Several mechanisms have been proposed regarding gingerols’ anticancer activities. One such mechanism refers to their antioxidant activities, as most of gingerols exhibit antioxidant activities [23], and recent analyses have held that evidence favors an efficacious role for cancer prevention by antioxidants [24, 25]. However, the antioxidative potential of gingerols does not rule out their beneficial effects through nonantioxidative properties. For the “proof of principle,” 6-gingerol in this study displayed an effective antibreast cancer activity without being the most potent antioxidant in ginger constituents [23]. These findings together with the observation that dimerization of 6-gingerol promoted the carcinogenesis of MCF-7, have strengthened the notion that multiple mechanisms appear to be involved in 6-gingerol action beyond its antioxidant properties. These mechanisms have been suggested to be related to Ca2+ and protein kinase C (PKC)-α involved interaction of ER and mitochondria stresses, protein degradation, beta-catenin, and GSK-3beta pathways [2628]. These effects are demonstrably “nonantioxidative,” which need further investigation to find out which is down to 6-gingerol’s antibreast cancer activity.

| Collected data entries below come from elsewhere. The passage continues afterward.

PR #690, opened 2025-08-16
Document pokecenter common scripts and animation

metallicity:
Documented a few common scripts all related to healing the party, both when visiting a pokecenter and also after losing a battle (with separate scripts for landing at a pokecenter or at home). Along with this, I also documented the animation used for the pokecenter healing machine, which has a near identical copy (minus the flashing screen and sound effects) when entering a player into the hall of fame. This is the second such pair of animations I've encountered with extremely similar implementation, which does lead me to wonder if Game Freak just loves copy/pasting or had some sort of shared build process that produced the logic for both these animations.

I've also avoided the question of how to reference common scripts in this PR, instead just adding a few constants for the exact common scripts that were documented. See draft PR #687 for my current ideas of how this could be managed for all common scripts. I did rename `Common_` to `CommonScript_`, since I felt that would be a better prefix to use consistently both inside and outside this file, but don't feel too strongly about it. It just seemed best to consider a change like this now, when only a handful of common scripts are documented and/or referenced by name.


src/trainer_card_screen/trainer_card_screen.c
```diff
@@ -483,23 +484,23 @@ static void TrainerCard_LoadCardPalette(u8 stars, u8 pokedexObtained, NARC *narc
 
     if (pokedexObtained) {
         switch (stars) {
-        case 0:
-            nclrBuffer = Graphics_GetPlttDataFromOpenNARC(narc, 0, &paletteData, HEAP_ID_TRAINER_CARD_SCREEN);
+        case TRAINER_CARD_LEVEL_NORMAL:
+            nclrBuffer = Graphics_GetPlttDataFromOpenNARC(narc, TRAINER_CARD_LEVEL_NORMAL, &paletteData, HEAP_ID_TRAINER_CARD_SCREEN);
```
scbroede: the narc member indices should have their own constants (ie. something like trainer_card_NCLR). but leave these as numbers for now, those constants will be generated once the relevant narc is unpacked

src/trainer_card_screen/trainer_card_screen.c
```diff
@@ -483,23 +484,23 @@ static void TrainerCard_LoadCardPalette(u8 stars, u8 pokedexObtained, NARC *narc
 
     if (pokedexObtained) {
         switch (stars) {
```
scbroede: the `stars` variable should probably be changed to `trainerCardLevel` or something similar to match the constant names

lhearachel: This seems like a note for a future PR that revisits this screen.

src/trainer_card_screen/trainer_card_screen.c
lhearachel: +1 here; just keep the raw values for now; feel free to leave comments denoting what they are, as breadcrumbs for future contribution.

src/unk_020528D0.c
```diff
@@ -245,11 +244,11 @@ BOOL sub_02052B2C(FieldTask *task)
     case 5:
         BrightnessController_SetScreenBrightness(0, GX_BLEND_PLANEMASK_BG0 | GX_BLEND_PLANEMASK_BG1 | GX_BLEND_PLANEMASK_BG2 | GX_BLEND_PLANEMASK_BG3 | GX_BLEND_PLANEMASK_OBJ | GX_BLEND_PLANEMASK_BD, BRIGHTNESS_BOTH_SCREENS);
 
-        if (sub_0203A7EC()
+        if (FieldOverworldState_GetDefaultWarpID()
             == FieldOverworldState_GetWarpId(SaveData_GetFieldOverworldState(fieldSystem->saveData))) {
```
lhearachel: **polish**: Pull the right-hand-side up to the previous line. Splitting the equality-operator is a bit confusing.

lhearachel (changes requested):

src/trainer_card_screen/trainer_card_screen.c
scbroede: i'm not going to insist upon it or anything, but it seems reasonable to me that if we're changing from "is this 1, 2, 3, etc. stars" to "what level of trainer card is this", that should be accompanied with changing the name of the relevant parameter to reflect that.

metallicity: It's also possible to change the constant names to match "stars". It's just that with two possible names for each constant, and one of them would just append each number to some prefix, I leaned towards the descriptive, non-numerical names instead, since the former is already implicitly documented by the values. I do admit thought that in the case of a strictly incrementing constant like this, whose values are also used in less-than/greater-than operations, it seems more reasonable to put the numerical values more up front.

lhearachel: I think we can just leave them for now until we unpack the NARC itself, since we're just keeping the raw literals here. Is that agreeable?

lhearachel: I'm realizing now that the constants and the NARC files are implicitly coupled; do we want to just trash the `constants` added in this PR and revisit them later when we unpack the NARC...?

metallicity: There is an extra "doesn't have the pokedex" palette index `6` for this narc, which is not a possible result from `TrainerCard_CalculateStars`, for however much that matters to you. Loading up a new save file, the only difference is that the area for the pokedex count is omitted, but this does mean that trainer card levels and trainer card palettes do not have a 1:1 relationship.

More broadly though, I wouldn't expect a constant showing up in `scripts_common.s` to be called something like `TRAINER_CARD_PALETTE_INDEX_GOLD`, when it isn't dealing with palettes at all. Having two sets of constants or the palette indexes borrowing the corresponding `TRAINER_CARD_LEVEL_GOLD` (or `TRAINER_CARD_STARS_4`, or what have you) both seem more natural options.

Here are some screenshots for comparison, though the "Pokedex" text and count are missing since the pokedex isn't actually acquired yet.

### Normal Trainer Card (Without Pokedex) Palette

trainer_card_normal_no_pokedex

### Normal Trainer Card (With Pokedex) Palette

trainer_card_normal_pokedex

metallicity:
Rebased on main to switch from .gmm to .json for the common strings text bank.

metallicity:
@lhearachel I went ahead and removed all the script constants here, and just left them undocumented in `CallCommonScript` and the like for now. Shouldn't be too hard to track them down again once we actually have the constants ready, since there aren't many too literals around the range of `0x7D0`. I also rebased on the latest version of main, since the merge conflicts were starting to pile up a bit. Let me know if there's anything else that still needs to be addressed before this can be merged.

include/party.h
```diff
@@ -7,10 +7,12 @@
 
 #include "savedata.h"
 
+#define PARTY_MAX_POKEMON 6
+
 typedef struct Party {
     int capacity;
     int currentCount;
-    Pokemon pokemon[6];
+    Pokemon pokemon[PARTY_MAX_POKEMON];
```
lhearachel: **suggestion**:

```c
#include "constants/pokemon.h"
```

then:

```suggestion
    Pokemon pokemon[MAX_PARTY_SIZE];
```

lhearachel (approved):
One more piece of polish-feedback and then fix merge conflicts.

asm/macros/scrcmd.inc
```diff
@@ -3220,9 +3220,14 @@
     .short \partySlot
     .endm
 
-    .macro ScrCmd_23B arg0
+    .macro PlayPokecenterAnimation pokeballCount
```
cbt6:
```suggestion
    .macro PlayPokecenterHealingAnimation pokeballCount
```

src/scrcmd.c
```diff
@@ -7380,12 +7379,12 @@ static BOOL ScrCmd_2B6(ScriptContext *ctx)
...
+static BOOL ScrCmd_TrainerCardLevel(ScriptContext *ctx)
 {
     FieldSystem *fieldSystem = ctx->fieldSystem;
-    u16 *v1 = ScriptContext_GetVarPointer(ctx);
+    u16 *destVar = ScriptContext_GetVarPointer(ctx);
 
-    *v1 = TrainerCard_CalculateStars(fieldSystem);
+    *destVar = TrainerCard_CalculateStars(fieldSystem);
     return FALSE;
 }
```
cbt6: The naming here is inconsistent (card level vs stars) - regardless, script command function names should begin with a verb.

include/constants/rtc.h
```diff
@@ -1,13 +1,7 @@
 #ifndef POKEPLATINUM_CONSTANTS_RTC_H
 #define POKEPLATINUM_CONSTANTS_RTC_H
 
-enum TimeOfDay {
```
cbt6, line 4: Is there a reason for moving this out to its own file?

generated/player_request_states.txt
cbt6, line 1: I hate the choice of name here (what even is a player request state?) but that's to be settled in another PR.

include/constants/rtc.h
metallicity: Now that it's being included in scripts, `TimeOfDay` needs to become a generated enum instead. If you tried to include `constants/rtc.h` in a script, it will add a bunch of C enum syntax that neither the preprocessor nor the assembler know what to do with.

```
../include/constants/rtc.h: Assembler messages:
../include/constants/rtc.h:6: Error: bad instruction `enum MonthOfYear {'
../include/constants/rtc.h:7: Error: junk at end of line, first unrecognized character is `,'
../include/constants/rtc.h:8: Error: bad instruction `month_feb,'
../include/constants/rtc.h:9: Error: bad instruction `month_mar,'
```

For this reason, at some point it might be worth asking if `enum` declarations should be separated from header files with purely `#define` constants, since `constants` contains mostly the latter but there's no way to be sure if a particular header file within it is safe to include in a script without examining it in full.

generated/player_request_states.txt
metallicity: Same. I think the issue might be that `PlayerAvatar_RequestState[PlayerState]` was instead interpreted as `PlayerAvatar_RequestState[PlayerRequestState]`, since there were a bunch more states than the 3 possible values `PlayerState` appeared to have (when it could be there are just 3 states specifically where the player is actionable, as all the additional documented states aren't). With the added wrinkle that "request state" is a mask which can theoretically set multiple states at once for whatever reason (fishing + surfing?). Then this was recently made more confusing by some (but not all) of these references being renamed to `PlayerTransition`. Which is maybe a little more clear when taken in isolation, but still not particularly so, especially now that `PlayerState`, `PlayerTransition` and `RequestState` are all floating around together.

A good starting point for cleaning things up might look something like:

- `PlayerAvatar_SetRequestStateFlag` -> `PlayerAvatar_SetStateTransition`
- `PlayerAvatar_TurnOnRequestStateBit` -> `PlayerAvatar_SetStateTransitionFlagOn`
- `PlayerAvatar_RequestStateFlag` -> `PlayerAvatar_GetStateTransition`
- `ScrCmd_SetPlayerState` -> `ScrCmd_SetPlayerStateTransition`
- `ScrCmd_ChangeRequestState` -> `ScrCmd_TransitionPlayerState`

Possibly with a combined `ChangePlayerState` macro, since the two script commands are never called separately and there's no real reason to want to do so.

---

All that said, I'm just going to stick with `PLAYER_TRANSITION_` for this PR (and also fix the merge issue where these were unintentionally split into separate sets of constants). That's what these constants are currently called in `main`, and these changes just want to refer to one of those constants in a script.

metallicity: Actually, looking at what it's doing more closely, it seems like these are all mostly for a "temporary state" than an actual transition. The player's original state (walking/cycling/surfing) is retained, and all the places I see it used eventually return the player to this state (or assume walking).

There's still the factor that it's only set during the transition animation itself, and walking/cycling/surfing do end up changing the player's actual state. So `PlayerTransition` is in some way a decent name, but I don't know what would best capture what it does. We might be missing some distinction like "state vs. pose" or something, since a player can have a state of "walking" or "cycling" but be in the "fishing" or "berry watering" pose/animation/whatever.

include/constants/rtc.h
lhearachel: > at some point it might be worth asking if `enum` declarations should be separated from header files with purely `#define` constants

We could, in theory, implement a custom preprocessor *just* for use by scripts, if we really wanted to, but it would be annoying to maintain. I would like to avoid that, if possible.

I don't think the burden of needing to examine any given header file is that terrible, honestly; maybe we could make a special macro for `enum` that creates a better error message?

metallicity:
@narf0708 I put our `scripts_common.s` changes side by side and took on some of your terminology in places, just to ease the process of landing on a single set of names. The base prefix I went with was `CommonScript_PokecenterNurse`, which is more or less what was discussed on Discord, just without the additional underscore for `Pokecenter_Nurse`, which felt a little extraneous. I think all (or at least nearly all) `CommonScript_SomeName` script entries should aim have just a single phrase after the prefix, so that their own sub-labels can use `CommonScript_SomeName_` as a prefix without things getting too unwieldy.

Leave some review comments if there are any names/naming patterns here you'd still want to see changed.

metallicity:
@lhearachel Rebased this with the changes added to main by #688. Should be fine to merge in now.

asm/macros/movement.inc
```diff
@@ -500,7 +500,7 @@
     .short \length
     .endm
 
-    .macro NurseJoyBow length=1
+    .macro PokecenterNurseBow length=1
     .short MOVEMENT_ACTION_NURSE_JOY_BOW
```
cbt6:
```suggestion
    .short MOVEMENT_ACTION_POKECENTER_NURSE_BOW
```

PR #693, opened 2025-08-18
Update Map Headers to Use Event File Names Instead of Numbers

ljtpetersen:


include/data/map_headers.h
```diff
@@ -7,10 +7,13 @@
 
 #include "map_header.h" // Only for Intellisense/LSPs
 
+#include "res/field/encounters/pl_enc_data.naix.h"
 #include "res/field/events/zone_event.naix.h"
 #include "res/field/scripts/scr_seq.naix.h"
 #include "res/text/bank/location_names.h"
 
+#define ENCOUNTERS_NONE 0xFFFF
```
ravepossum: suggestion: I could this being useful elsewhere - would it maybe make more sense to define this in something like `include/map_header.h` that isn't a header with data?

ravepossum (commented):
One suggestion, and then a question - is there any particular reason we need to generate the encounter files with a `.bin` extension? I know that was done well before this PR though. My thought is we could drop that and avoid including them in the NAIX constants which would tidy them up a bit.

PR #694, opened 2025-08-19
Create simpler FadeScreenIn/Out macros

metallicity:
Nearly all calls to `FadeScreen` in scripts use `FadeScreen 6, 1, 0, 0` to fade out and `FadeScreen 6, 1, 1, 0` to fade in, with a small handful that swap `3` or `6` in as the second argument for some degree of slower fade, or changing the last argument to fade to white instead of black. This says to me there should be more specific macros, so I've made `FadeScreenOut` and `FadeScreenIn` which set some sensible defaults based on this existing usage. The only screen transition in any script these macros do not cover is the pair of fade types `20` in [res/field/scripts/scripts_unk_0212.s](https://github.com/pret/pokeplatinum/blob/3a2b65ab4aa8ae1f325f4ce1a80503bfce06643d/res/field/scripts/scripts_unk_0212.s#L707), which appears to be handling contests.

I also had to do a bit of fiddling to get the color constants accessible inside asm. Notably, the color constants formerly declared in `include/constants/graphics.h` have switched from `GX_RGB` to the simpler `RGB` macro taken from `include/palette.h`. As best I could tell, nothing necessitated using the `GX_` version here, and it did not seem feasible to try to include that version for the asm side.


metallicity:
One of the merge conflicts related to changes in `palette.h` now referencing `GX_RGB_G_SHIFT` and `GX_RGB_B_SHIFT`, which the creation of `color.h` was intentionally avoiding. I've added the following local defines to `color.h`, which mirror the `GX_` equivalents:

```c
// Equivalent to GX_RGB_ constants
#define COLOR_RGB_R_MASK  0x001F
#define COLOR_RGB_G_SHIFT 5
#define COLOR_RGB_B_SHIFT 10
```

As a side note, I realized that while `GX_RGB()` and `RGB()` compile to the same constants, they flip the order of their bitwise OR operations, the former going `r | g | b`, the latter going `b | g | r`. So while they are always semantically equivalent, they are only byte-equivalent when all parameters are constants, or maybe in a few other odd cases (e.g. `RGB(0, someVal, 0)`). As scripts can only reference compiled constants anyway, this shouldn't be an issue.

PR #696, opened 2025-08-19
document sunyshore market scripts

scbroede:


res/field/scripts/scripts_sunyshore_market.s
```diff
@@ -1,158 +1,159 @@
...
     BufferPartyMonSpecies 0, VAR_0x8000
-    Message 5
+    Message SunyshoreMarket_Text_EffortRibbonLooksGood
     WaitABXPadPress
     CloseMessage
     ReleaseAll
     End
 
-_0096:
+SunyshoreMarket_NPC1:
```
ravepossum: suggestion: Out of the loop on some of the recent developments so we may have already decided on a standard for this and correct me if I'm wrong. From working with pokeemerald, I think I prefer how it refers to the NPCs' scripts as their object gfx ID (e.g. Man/NinjaBoy/whatever) because it makes it easier to associate the script to the corresponding object event at a glance. I think I'd prefer that rather than just numbering them (or numbering them in addition to that if there's multiple with the same gfx).

ravepossum (approved):

PR #697, opened 2025-08-20
Document Play time manager. unk_02017428

ljm862:
Documents `unk_02017428.c` as my first task for #325.
Not super happy about the name `play_time_manager` but couldn't think of a better one off the top of my head! 

There's a variable I didn't touch called `Unk_021BF668` that I couldn't find any other references to beyond it gets set in the constructor. I'm not sure if it's preferred to leave it in or remove it in this case so for now I've left it.


src/play_time_manager.c
```diff
@@ -0,0 +1,39 @@
+#include "play_time_manager.h"
+
+#include <nitro.h>
+#include <string.h>
+
+#include "play_time.h"
+#include "unk_02022844.h"
+
+static BOOL sStarted = FALSE;
+static u64 Unk_021BF668 = 0;
```
lhearachel: **suggestion**: It looks like this isn't used, even though it's assigned to a value; you can give this a simple name like `sDummy` to illustrate that it has no purpose.

ljm862: Thanks! I wasn't sure how best to approach these ones, that makes sense to me.

PR #701, opened 2025-08-23
Revert "Fully sync Heap functions with pokeheartgold"

PikalaxALT:
Reverts pret/pokeplatinum#621

The enum should be typedeffed.


lhearachel:
`enum` is not typedef'd

PR #704, opened 2025-08-25
Document scrcmd_strings

cbt6:


asm/macros/scrcmd.inc
```diff
@@ -2122,17 +2123,17 @@
...
-    .macro ScrCmd_17B arg0, arg1, arg2
+    .macro BufferBerryName templateArg, item
     .short 379
-    .byte \arg0
-    .short \arg1
-    .short \arg2
+    .byte \templateArg
+    .short \item
+    .short VAR_0x8001
     .endm
```
lhearachel: **suggestion**: Expose `\destVar` as a parameter and give it a default value of `VAR_0x8001` instead of enforcing that it must always use `VAR_0x8001`. Refer to `DrawSignpostInstantMessage` for the syntax.

include/scrcmd_names.h
```diff
@@ -0,0 +1,53 @@
+#ifndef POKEPLATINUM_SCRCMD_NAMES_H
```
lhearachel: **question**: Would this make more sense as `scrcmd_strings`? That might be too nitpicky, given that the only functions here that don't deal with `names` are `BufferNumber` (etc.) and `CapitalizeFirstLetter`.

cbt6: Sure, I don't really mind either way.

PR #707, opened 2025-08-25
move frontier trainer names to individual files

scbroede:


res/text/meson.build
```diff
@@ -43,8 +43,12 @@ trainer_text_bank_names = [
     'npc_trainer_names.json'
 ]
 
+frontier_text_bank_names = [
+    'frontier_trainer_names.json'
+]
+
 # This list will be what's used hereafter when referring to any-and-all generated banks.
-generated_text_banks = species_text_bank_names + trainer_text_bank_names
+generated_text_banks = species_text_bank_names + trainer_text_bank_names + frontier_text_bank_names
```
lhearachel: **question**: Does this work as:

```meson
generated_text_banks = [
    species_text_bank_names,
    trainer_text_bank_names,
    frontier_text_bank_names,
]
```

If not, we could see if [the `.flatten()` function added to `1.9.0`](https://mesonbuild.com/Release-notes-for-1-9-0.html#array-flatten-method) is of use.

lhearachel (approved):

res/text/meson.build
scbroede: it works that way. pushed an update

Issue #467, opened 2025-06-05
Error reading cache if cached dataset has no 'layer' coordinate


OnnoEbbens:
PR https://github.com/gwmod/nlmod/pull/413 introduced a check of the layer dtype. This results in an error if the input dataset has the 'layer' dimension but the cached dataset does not have this.

PR #468, opened 2025-06-05
check if 'layer' dimension is in cached dataset

OnnoEbbens:
Check if the 'layer' dimension is available in the cached dataset (and not in the dataset function argument). Solves issue #467.


dbrakenhoff (approved):
My bad 🙈. Thanks for fixing!

PR #496, opened 2025-07-22
make sure layer dtype is float or int

OnnoEbbens:


OnnoEbbens:
So the title is now super confusing because I made sure the dtype is str (or float if there are nan's).

martinvonk (approved):

PR #509, opened 2025-08-11
MAW support for grouping wells

bdestombe:
The function maw_from_df now has the additional argument group, that allows for grouping of wells. This might be of use if a single pump is used to extract water from multiple wells. These individual wells may be placed in different cells, in different layers, but have to have the same radius.

    group : str, optional
        The column in df that contains the group name for the wells. If this is not
        None, wells with the same group name are grouped together such that the rate is
        divided over the wells in the group. Note that empty strings are treated as
        unique group names, so wells with an empty string in the group column are
        treated as a separate group. The default is None, which means that each well is
        treated as a separate well.

Note that boundnames have to be the same for every well within a group, which makes sense but will be a common pitfall.

### DIFF
--- a/nlmod/gwf/wells.py
+++ b/nlmod/gwf/wells.py
@@ -203,70 +203,91 @@ def maw_from_df(
     connectiondata = []
     perioddata = []
 
-    iw = 0
-    for index, irow in tqdm(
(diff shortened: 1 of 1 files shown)


bdestombe:
The errors in the tests are unrelated

PR #511, opened 2025-08-13
Speed up for fillnan

bdestombe:


bdestombe:
#511

bdestombe:
Previously, the griddata interpolation function computed a value for all cells and not just for the cells with a missing value. This PR provides a great speed up for both structured grids and unstructured grids. The speedup for structured grids in which all cells have the same shape is even bigger.

PR #529, opened 2025-12-23
Add AHN6 support and flexible AHN data configuration

rubencalje:
Introduces support for AHN6 data, including a new `download_ahn6` method and updated configuration management via `get_configuration()`.

This PR changes the default source of AHN-data to new url's shown on this page: https://basisdata.nl/hwh-portal/download/index.html. Instead of specifying a `identifier`, users can specify `version`, `resolution`, `data_kind` and `tile_size`. To still use the old-data source, a user can specify the `identifier`, of which the default version has been set to None.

An important and as yet unmet goal in the treatment of breast cancer is to develop an effective antitumor agent with minimized metabolic adverse effect that characterizes the existing medications. Considering the risk of emesis that is associated with breast cancer therapy, 6-gingerol has shown beneficial effect in reducing nausea and vomiting due to the inhibition of cholinergic M3 receptors and serotonergic 5-HT3 receptors [29]. These multiple effects of 6-gingerol envision its future clinical amalgamation with existing and promising treatments. Nevertheless, few side effects may have been associated with 6-gingerol, such as decreased melanogenesis [19] as well as its hypotensive and cardio-suppressant effects [30]. These raise theoretical concerns that cases with cardiovascular diseases or those taking skin whitening drugs may consider using gingerol derivatives cautiously.

In conclusion, with the continuing need for novel drug-like leading compounds against the breast cancer, the remarkable anticancer activity of the studied gingerol derivatives compared with the standard therapeutic regimen makes them potential leads for future antibreast cancer agents.